— Exercise —
Lines outside the range are not wanted. Give again exactly the lines between the line holding "## Description" and the line holding "Chainguard's secdb feed", inclusive, from the listing below.

— Recorded data —

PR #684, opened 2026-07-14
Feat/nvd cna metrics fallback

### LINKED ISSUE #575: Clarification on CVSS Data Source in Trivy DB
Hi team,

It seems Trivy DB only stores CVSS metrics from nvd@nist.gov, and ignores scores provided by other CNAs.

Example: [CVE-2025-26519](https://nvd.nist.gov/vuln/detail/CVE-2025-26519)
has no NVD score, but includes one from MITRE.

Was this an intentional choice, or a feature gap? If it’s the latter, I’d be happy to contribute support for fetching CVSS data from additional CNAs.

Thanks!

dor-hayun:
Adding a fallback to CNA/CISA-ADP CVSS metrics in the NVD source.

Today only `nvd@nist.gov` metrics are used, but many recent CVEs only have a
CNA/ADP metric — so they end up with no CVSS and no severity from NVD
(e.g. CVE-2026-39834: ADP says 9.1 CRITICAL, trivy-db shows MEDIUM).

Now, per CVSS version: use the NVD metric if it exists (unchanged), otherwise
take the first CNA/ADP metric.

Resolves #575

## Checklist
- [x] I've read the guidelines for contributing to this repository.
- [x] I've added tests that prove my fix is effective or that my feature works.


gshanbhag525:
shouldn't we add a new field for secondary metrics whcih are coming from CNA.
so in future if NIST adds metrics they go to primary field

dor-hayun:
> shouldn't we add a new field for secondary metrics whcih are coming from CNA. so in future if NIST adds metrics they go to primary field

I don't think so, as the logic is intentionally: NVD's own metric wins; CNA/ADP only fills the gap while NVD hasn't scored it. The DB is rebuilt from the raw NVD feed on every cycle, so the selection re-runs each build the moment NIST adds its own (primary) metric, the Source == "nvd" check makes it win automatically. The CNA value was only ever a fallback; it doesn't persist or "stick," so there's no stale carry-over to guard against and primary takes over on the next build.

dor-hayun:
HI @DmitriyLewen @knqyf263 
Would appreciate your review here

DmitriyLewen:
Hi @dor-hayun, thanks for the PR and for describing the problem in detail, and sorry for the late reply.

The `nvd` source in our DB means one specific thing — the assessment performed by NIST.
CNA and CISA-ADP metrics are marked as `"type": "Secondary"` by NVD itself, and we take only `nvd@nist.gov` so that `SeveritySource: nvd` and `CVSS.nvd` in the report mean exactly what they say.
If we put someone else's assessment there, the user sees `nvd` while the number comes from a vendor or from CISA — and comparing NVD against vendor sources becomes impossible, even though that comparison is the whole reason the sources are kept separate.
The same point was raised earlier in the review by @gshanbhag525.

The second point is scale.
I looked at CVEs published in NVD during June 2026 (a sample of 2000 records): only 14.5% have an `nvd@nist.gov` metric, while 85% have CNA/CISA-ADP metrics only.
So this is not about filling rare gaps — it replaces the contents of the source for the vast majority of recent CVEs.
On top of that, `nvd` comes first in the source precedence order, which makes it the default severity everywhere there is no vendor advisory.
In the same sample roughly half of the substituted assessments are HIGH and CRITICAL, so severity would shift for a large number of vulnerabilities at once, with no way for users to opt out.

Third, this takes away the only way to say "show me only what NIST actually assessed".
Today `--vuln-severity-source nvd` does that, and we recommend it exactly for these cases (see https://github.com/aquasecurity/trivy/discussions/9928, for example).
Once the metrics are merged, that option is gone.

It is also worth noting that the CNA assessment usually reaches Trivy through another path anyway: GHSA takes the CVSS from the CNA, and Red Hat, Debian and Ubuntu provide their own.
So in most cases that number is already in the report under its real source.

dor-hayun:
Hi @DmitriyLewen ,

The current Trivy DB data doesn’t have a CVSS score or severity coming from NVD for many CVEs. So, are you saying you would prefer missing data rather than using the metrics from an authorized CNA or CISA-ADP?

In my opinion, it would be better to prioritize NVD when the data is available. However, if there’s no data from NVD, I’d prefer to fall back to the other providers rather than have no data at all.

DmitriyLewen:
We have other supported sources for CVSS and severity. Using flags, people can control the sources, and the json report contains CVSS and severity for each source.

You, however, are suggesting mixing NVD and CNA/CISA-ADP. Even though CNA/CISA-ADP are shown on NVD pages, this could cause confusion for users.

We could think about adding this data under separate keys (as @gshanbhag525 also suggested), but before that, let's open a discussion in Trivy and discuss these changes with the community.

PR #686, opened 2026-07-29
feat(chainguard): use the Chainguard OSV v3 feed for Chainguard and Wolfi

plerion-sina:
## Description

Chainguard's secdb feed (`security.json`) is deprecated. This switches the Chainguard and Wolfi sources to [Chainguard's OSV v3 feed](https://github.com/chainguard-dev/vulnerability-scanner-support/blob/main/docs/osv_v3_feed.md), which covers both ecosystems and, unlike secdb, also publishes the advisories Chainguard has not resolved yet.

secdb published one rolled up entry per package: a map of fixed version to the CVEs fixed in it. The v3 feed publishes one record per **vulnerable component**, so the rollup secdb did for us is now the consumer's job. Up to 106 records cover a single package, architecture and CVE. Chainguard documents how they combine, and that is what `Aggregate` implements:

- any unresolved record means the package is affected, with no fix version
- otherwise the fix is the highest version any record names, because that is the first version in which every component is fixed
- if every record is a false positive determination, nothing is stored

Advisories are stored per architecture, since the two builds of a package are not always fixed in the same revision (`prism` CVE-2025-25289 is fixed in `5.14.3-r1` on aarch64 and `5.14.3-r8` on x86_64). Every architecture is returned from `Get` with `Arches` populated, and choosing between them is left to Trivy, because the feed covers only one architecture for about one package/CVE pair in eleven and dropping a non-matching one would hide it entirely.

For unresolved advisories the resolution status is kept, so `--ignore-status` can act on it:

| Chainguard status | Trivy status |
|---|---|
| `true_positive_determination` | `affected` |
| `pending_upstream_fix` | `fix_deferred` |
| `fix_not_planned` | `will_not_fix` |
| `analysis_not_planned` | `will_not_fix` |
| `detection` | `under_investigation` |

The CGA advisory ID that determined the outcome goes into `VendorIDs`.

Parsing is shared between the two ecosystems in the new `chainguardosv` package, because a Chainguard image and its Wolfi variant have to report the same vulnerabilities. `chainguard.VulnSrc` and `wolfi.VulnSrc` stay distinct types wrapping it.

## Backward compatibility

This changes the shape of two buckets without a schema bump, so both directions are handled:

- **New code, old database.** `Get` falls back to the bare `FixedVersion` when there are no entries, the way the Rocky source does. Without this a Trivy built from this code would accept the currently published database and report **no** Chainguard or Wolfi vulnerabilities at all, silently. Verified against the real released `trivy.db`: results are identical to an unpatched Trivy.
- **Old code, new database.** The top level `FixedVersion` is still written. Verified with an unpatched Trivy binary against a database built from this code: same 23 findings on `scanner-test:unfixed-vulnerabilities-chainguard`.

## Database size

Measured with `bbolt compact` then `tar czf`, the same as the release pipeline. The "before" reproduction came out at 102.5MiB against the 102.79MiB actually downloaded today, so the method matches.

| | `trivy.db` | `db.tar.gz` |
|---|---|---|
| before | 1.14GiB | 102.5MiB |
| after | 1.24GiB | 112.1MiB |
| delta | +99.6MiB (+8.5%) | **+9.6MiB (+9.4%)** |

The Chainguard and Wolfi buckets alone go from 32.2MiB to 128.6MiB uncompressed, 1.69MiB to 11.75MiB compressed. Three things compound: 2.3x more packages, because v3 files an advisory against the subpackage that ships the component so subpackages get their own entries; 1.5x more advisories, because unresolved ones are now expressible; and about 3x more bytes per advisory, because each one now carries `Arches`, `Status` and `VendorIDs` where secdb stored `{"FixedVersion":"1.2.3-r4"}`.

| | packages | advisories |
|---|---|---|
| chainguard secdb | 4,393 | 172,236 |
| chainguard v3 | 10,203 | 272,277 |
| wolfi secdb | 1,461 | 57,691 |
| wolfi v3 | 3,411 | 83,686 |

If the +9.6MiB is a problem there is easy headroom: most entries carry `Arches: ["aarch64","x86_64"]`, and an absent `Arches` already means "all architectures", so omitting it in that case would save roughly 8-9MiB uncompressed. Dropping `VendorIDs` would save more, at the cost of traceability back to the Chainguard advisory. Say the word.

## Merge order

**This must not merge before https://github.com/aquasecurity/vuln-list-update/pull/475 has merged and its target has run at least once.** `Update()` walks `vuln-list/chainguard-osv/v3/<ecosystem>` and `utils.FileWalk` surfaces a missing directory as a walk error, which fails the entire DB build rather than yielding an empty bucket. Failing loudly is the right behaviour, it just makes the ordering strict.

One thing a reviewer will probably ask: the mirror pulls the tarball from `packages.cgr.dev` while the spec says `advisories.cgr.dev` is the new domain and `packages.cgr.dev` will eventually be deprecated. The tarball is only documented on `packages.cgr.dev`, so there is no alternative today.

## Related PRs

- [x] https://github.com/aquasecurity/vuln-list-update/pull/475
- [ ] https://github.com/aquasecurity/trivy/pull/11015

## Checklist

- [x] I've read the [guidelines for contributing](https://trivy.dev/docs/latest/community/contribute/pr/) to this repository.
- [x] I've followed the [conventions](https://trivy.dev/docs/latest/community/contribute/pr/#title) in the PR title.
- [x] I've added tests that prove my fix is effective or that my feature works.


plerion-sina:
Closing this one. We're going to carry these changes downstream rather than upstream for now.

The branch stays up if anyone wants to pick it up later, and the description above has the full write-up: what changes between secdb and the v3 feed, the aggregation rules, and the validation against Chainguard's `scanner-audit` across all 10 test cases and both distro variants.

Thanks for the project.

— Reply —
## Description

Chainguard's secdb feed (`security.json`) is deprecated. This switches the Chainguard and Wolfi sources to [Chainguard's OSV v3 feed](https://github.com/chainguard-dev/vulnerability-scanner-support/blob/main/docs/osv_v3_feed.md), which covers both ecosystems and, unlike secdb, also publishes the advisories Chainguard has not resolved yet.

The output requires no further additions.